### WORK INSTRUCTION
Among the lines of the material, copy those that hold the string "SSOwat".

### SUPPLIED MATERIAL
PR #144, opened 2016-05-02
Alter SSOwat conf output

gkrnours:
This patch will align the SSOwat conf produced by yunohost by the one asked by a coming patch to SSOwat.

The idea is to put applications details not in the users dict but in a separate dict. The user dict now only have a list of app id. This allow to have more details than name:url and remove duplicate information in the conf in case of more than one user.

### REPLY TO THE EXERCISE
Alter SSOwat conf output
This patch will align the SSOwat conf produced by yunohost by the one asked by a coming patch to SSOwat.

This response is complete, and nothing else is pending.